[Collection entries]
####################

PR #1554, opened 2025-04-17
Fix some host device warnings.

BradWhitlock:
When building on blueos a lot of warnings are issued due to calling ``host`` functions from ``host device`` functions. This category of warnings were mainly coming from primal. This PR fixes many of these warnings.

* Replaced calls like min,max,fabs with equivalents from Axom utilities.
* Changed some functions to pass axom::StaticArray instead of axom::Array so they can be used in ``host device`` functions.
* Fixed an unrelated line of code that looked like a copy/paste error.

### DIFF
--- a/src/axom/primal/operators/detail/intersect_impl.hpp
+++ b/src/axom/primal/operators/detail/intersect_impl.hpp
@@ -1602,7 +1602,7 @@ AXOM_HOST_DEVICE bool intersect_plane_tet3d(const Plane<T, 3>& p,
  * 
  * \note Always returns false if the line is coplanar to a planar polygon
  * 
- * \return true iff the line intersects the bilinear patch, otherwise false.
+ * \return true if the line intersects the bilinear patch, otherwise false.
  */
 AXOM_HOST_DEVICE
 inline bool intersect_line_bilinear_patch(const Line<double, 3>& line,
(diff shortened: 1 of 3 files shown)


src/axom/primal/operators/detail/intersect_impl.hpp
```diff
@@ -1856,7 +1860,7 @@ inline bool intersect_line_bilinear_patch(const Line<double, 3>& line,
             if(t1 == t2)
             {
               t.push_back(0.5 * t1);
-              v.push_back(0.5);
+              u.push_back(0.5);
```
BradWhitlock, line 1863: This line looked like a cut/paste error considering the rest of the code block pushing values into the ``u`` vector.

kennyweiss: Based on the surrounding code, I agree.

@jcs15c -- please check this and confirm.
Also, can we come up with a test case that would catch this regression?

src/axom/primal/operators/intersect.hpp
```diff
@@ -881,16 +881,29 @@ bool intersect(const Ray<T, 3>& ray,
...
+      tc.push_back(stc[i]);
+    }
+    for(int i = 0; i < suc.size(); i++)
+    {
+      uc.push_back(suc[i]);
+    }
+    for(int i = 0; i < svc.size(); i++)
+    {
+      vc.push_back(svc[i]);
+    }
```
kennyweiss, line 906: Would we expect a (slight) performance hit from this extra copy, e.g. if we call this millions of times?
If so, would it be better for the function to directly take stack arrays?

Perhaps we can measure and improve this in a follow-up PR?

kennyweiss (approved):
Thanks for fixing these @BradWhitlock!

Approving, but please wait for confirmation from @jcs15c about the `u`->`v` change in the `Line`-`BilinearPatch` intersection algorithm.

src/axom/primal/operators/intersect.hpp
BradWhitlock: @kennyweiss - I changed the code structure so copying to axom::Array first is not needed. That eliminates these lines.

kennyweiss: Thanks @BradWhitlock !

src/axom/primal/operators/detail/intersect_impl.hpp
jcs15c: Sorry to leave you hanging! Yes, this should definitely be a push to the `u` vector. I'll look into finding these issues more systematically with testing.

BradWhitlock: @jcs15c - could I get an approval on this PR then?

Arlie-Capps (approved):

####################

TASK TO COMPLETE
Going line by line through the entries above, count each line that has the word "please", then state the count alone.

ANSWER SECTION
2